Dass Handlungsbedarf besteht, hat auch der Bund erkannt und mehrere Bundesämter erarbeiten gemeinsam die „Strategie Antibiotikaresistenzen (STAR)“. Sie hat zum Ziel, die Ausbreitung der Antibiotikaresistenzen einzudämmen. Rückgängig machen lassen sie sich allerdings nicht. Die Strategie bezieht die Lebensbereiche Landwirtschaft, Lebensmittelindustrie und Medizin mit ein. Im Fokus stehen beispielsweise die Verbesserung der Haltungs- und Transportbedingungen für Nutztiere. Andererseits sollen Antibiotika in der Human- und Veterinärmedizin sorgfältiger eingesetzt und die Bevölkerung über die Folgen der Antibiotikaresistenzen aufgeklärt werden.

Wir haben es selber in der Hand

Aber auch wir Konsumenten können etwas an der Situation verändern: Kaufen wir Poulets und Eier von Hühnern, die artgerecht gehalten werden, sind sie weniger gestresst und dadurch weniger anfällig auf Krankheiten. So müssen weniger Antibiotika eingesetzt werden. Bei der Zubereitung von Pouletfleisch müssen küchenhygienische Massnahmen getroffen werden, wie beispielsweise das gründliche Händewaschen, nachdem rohes Fleisch berührt wurde.

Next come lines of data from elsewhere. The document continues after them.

PR #34523, opened 2026-02-19
fix(core): use recursive FSEvents on macOS instead of non-recursive kqueue

### LINKED ISSUE #34522: Native file watcher broken on macOS in large monorepos since 22.5.0 (kqueue scaling issue from #34329)
## Current Behavior

After upgrading from Nx 22.4.5 to 22.5.0, the daemon's native file watcher no longer detects file changes on macOS in large monorepos. The watcher subscribes successfully but never fires change callbacks. This breaks `nx watch` and `watch-deps` completely.

**This is a scale-dependent bug**: it works fine in small workspaces (~30 directories) but breaks silently in large ones (~5,250+ directories).

## Expected Behavior

The native file watcher should detect file modifications and deliver change events, as it did in 22.4.x.

## Root Cause

PR #34329 switched all watched paths from recursive to non-recursive via `WatchedPath::non_recursive()`. On macOS, the `notify` crate uses **FSEvents** for recursive watches but **kqueue** for non-recursive watches. kqueue silently fails at scale due to vnode table pressure.

Apple's own documentation explicitly recommends FSEvents over kqueue for large hierarchies: *"If you are monitoring a large hierarchy of content, you should use file system events instead."* ([Kernel Queues docs](https://developer.apple.com/library/archive/documentation/Darwin/Conceptual/FSEvents_ProgGuide/KernelQueues/KernelQueues.html))

### Why kqueue fails silently

Each non-recursive kqueue watch requires `open(path, O_EVTONLY)` which holds a vnode reference. On the tested system, `kern.num_vnodes == kern.maxvnodes` (263,168), meaning the vnode table is saturated. Under vnode pressure, the kernel recycles vnodes with kqueue watches attached without notifying the watcher. No error is returned, no partial delivery occurs.

### Confirmed: event filter is NOT the problem

We verified that the `watch_filterer.rs` macOS `FileEventKind` allowlist is correct. With recursive FSEvents watches, macOS emits specific event kinds (`Create(File)`, `Modify(Data(Content))`, `Remove(File)`, `Modify(Name(Any))`) that the current filter already handles. Zero events are rejected. The `Modify(Any)` / `Create(Any)` variants seen with kqueue are not needed with FSEvents.

## Confirmed: Size-Dependent

| | **Nx 22.4.5** | **Nx 22.5.1** |
|---|---|---|
| **Small repo (6 projects, ~30 dirs)** | Works (recursive FSEvents) | **Works** (~30 non-recursive kqueue watches) |
| **Large repo (354 projects, ~5,250 dirs)** | Works (recursive FSEvents) | **Broken** (~5,250 non-recursive kqueue watches, zero events) |

## Bisect Results

| Version | Watcher Works? |
|---------|---------------|
| 22.4.5  | Yes |
| **22.5.0** | **No** |
| 22.5.1  | No |

## Fix

**PR #34523** uses platform-conditional watch modes:
- **macOS:** Single recursive watch on the workspace root (uses FSEvents natively)
- **Linux/Windows:** Non-recursive per-directory watches (preserves #33781 inotify fix)

This also improves daemon startup on macOS from ~10 minutes to <1 second by skipping directory enumeration (FSEvents watches the entire tree from one root path).

## Steps to Reproduce

1. Use a pnpm monorepo on macOS (Apple Silicon) with 100+ workspace projects
2. Upgrade to Nx 22.5.0+
3. `nx reset && nx daemon --start`
4. Run: `nx watch --all -- echo "$NX_FILE_CHANGES"`
5. Edit any source file
6. Observe: no output, daemon log shows no file change events

## Nx Report

```
Node           : 24.11.0
OS             : darwin-arm64 (macOS 26.3 Tahoe)
pnpm           : 10.18.3
nx             : 22.5.1
```

## Workaround

Pin Nx to 22.4.5 until #34523 is merged.

## Related

- #33781 - Daemon file watcher slow to start (Linux inotify, the issue #34329 was fixing)
- #34329 - PR that introduced the regression
- [notify-rs/notify#596](https://github.com/notify-rs/notify/issues/596) - kqueue "Too many open files" at scale

comp615:
## Current Behavior

Since Nx 22.5.0, the daemon's native file watcher silently drops all file change events on macOS in large monorepos (~5,250+ watched directories). `nx watch`, `nx serve`, and any daemon-dependent file watching is broken.

The root cause is that #34329 switched all watched paths to `WatchedPath::non_recursive()`. On macOS, the `notify` crate uses **kqueue** for non-recursive watches instead of **FSEvents**. kqueue silently fails at scale due to vnode table pressure (`kern.num_vnodes == kern.maxvnodes`), causing the daemon to never detect file changes.

This is a **scale-dependent** bug: it works fine in small workspaces (~30 directories) but breaks silently in large ones.

| | **Nx 22.4.5** | **Nx 22.5.0+** |
|---|---|---|
| **Small repo (~30 dirs)** | Works (FSEvents) | Works (~30 kqueue watches) |
| **Large repo (~5,250+ dirs)** | Works (FSEvents) | **Broken** (kqueue silently drops all events) |

## Expected Behavior

The macOS file watcher should detect file creates, modifications, and deletions at any scale, matching the behavior of Nx 22.4.x.

## Fix

Use platform-conditional watch modes:
- **macOS:** Single recursive watch on the workspace root (uses FSEvents natively)
- **Linux/Windows:** Non-recursive per-directory watches (preserves the #33781 inotify fix)

On macOS, FSEvents handles recursive watching from a single root path, so directory enumeration and dynamic registration are skipped entirely. This also improves daemon startup time on macOS from ~10 minutes to <1 second in a 354-project monorepo.

### What changed in `watcher.rs`

1. **Initial pathset:** On macOS, watch only the root directory recursively via FSEvents instead of enumerating all directories for non-recursive kqueue watches.
2. **Dynamic directory registration (`on_action`):** Wrapped in `#[cfg(not(target_os = "macos"))]` since FSEvents already watches the full tree.

Linux/Windows behavior is completely unchanged.

### Why the event filter is fine as-is

We verified that with recursive FSEvents watches, macOS emits specific `FileEventKind` variants (`Create(File)`, `Modify(Data(Content))`, `Remove(File)`, `Modify(Name(Any))`) that the current `watch_filterer.rs` already handles correctly. Zero events were rejected by the catch-all. The `Modify(Any)` / `Create(Any)` variants are kqueue artifacts that are not needed with FSEvents.

### Why kqueue fails silently

Apple's [File System Events Programming Guide](https://developer.apple.com/library/archive/documentation/Darwin/Conceptual/FSEvents_ProgGuide/KernelQueues/KernelQueues.html) explicitly recommends FSEvents over kqueue for large hierarchies: *"If you are monitoring a large hierarchy of content, you should use file system events instead."* kqueue requires `open(path, O_EVTONLY)` per watched directory. Under vnode table pressure, the kernel recycles vnodes with kqueue watches attached without notifying the watcher. There is no error, no partial delivery, and no diagnostic signal.

## Tested on

- macOS 26.3 (Tahoe), Apple Silicon (arm64), APFS
- 354-project pnpm monorepo (~19,865 non-ignored directories)
- Verified: file modifications, file creates, and file deletes all detected
- Daemon init time: ~10 min (with enumeration) -> <1s (with root-only FSEvents watch)

## Related Issue(s)

Fixes #34522

### DIFF
--- a/packages/nx/src/native/watch/watcher.rs
+++ b/packages/nx/src/native/watch/watcher.rs
@@ -201,20 +201,26 @@ impl Watcher {
                 return action;
             }
 
-            // Check for new directory creation events and dynamically register watches.
-            // Without this, non-recursive watches would miss changes in newly created dirs.
-            let new_directories = extract_new_directories(&action.events, &ignore_globs_for_action);
+            // On macOS, FSEvents watches the entire tree recursively from the root,
+            // so we don't need to dynamically register new directories.
+            #[cfg(not(target_os = "macos"))]
+            {
+                // Check for new directory creation events and dynamically register watches.
+                // Without this, non-recursive watches would miss changes in newly created dirs.
+                let new_directories =
+                    extract_new_directories(&action.events, &ignore_globs_for_action);
 
-            if !new_directories.is_empty() {
-                let mut path_set = watched_path_set_for_action.lock();
-                path_set.extend(new_directories);
-                trace!(
-                    count = path_set.len(),
-                    "updating pathset with new directories"
-                );
-                watch_exec_for_action
-                    .config
-                    .pathset(path_set.iter().map(|p| WatchedPath::non_recursive(p)));
+                if !new_directories.is_empty() {
+                    let mut path_set = watched_path_set_for_action.lock();
+                    path_set.extend(new_directories);
+                    trace!(
+                        count = path_set.len(),
+                        "updating pathset with new directories"
+                    );
+                    watch_exec_for_action
+                        .config
+                        .pathset(path_set.iter().map(|p| WatchedPath::non_recursive(p)));
+                }
             }
 
             let mut origin_path = origin.clone();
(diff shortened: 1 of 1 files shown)


comp615 (commented):
Note: I feel like there might be a better refactor / solution here (e.g. pull them all up since they are common? Should `FileEventKind::Modify(ModifyKind::Data(_)) => continue,` even exist now?)...but I didn't have a full understanding and this is a narrow change. Feel free to build upon!

FrozenPandaz (approved):
Thank you! It makes sense to stick with kqueue recursive watcher for macos.

I'm going to follow up with some unit tests to prevent this from happening in the future.

Thank you for your contribution! 👍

Werden wir selber krank, sollten wir Antibiotika überlegt einsetzen; Antibiotika helfen nur gegen bakterielle, nicht gegen virale Infektionen. Die Krankheitsursache sollten wir genau abklären lassen und vom Arzt oder der Ärztin sollten wir erwarten dürfen, dass er oder sie uns ein Antibiotikum verschreibt, das nur die krankheitsauslösenden Bakterien bekämpft, und er oder sie sollte uns nur als letzte Möglichkeit ein Breitbandantibiotikum verschreiben.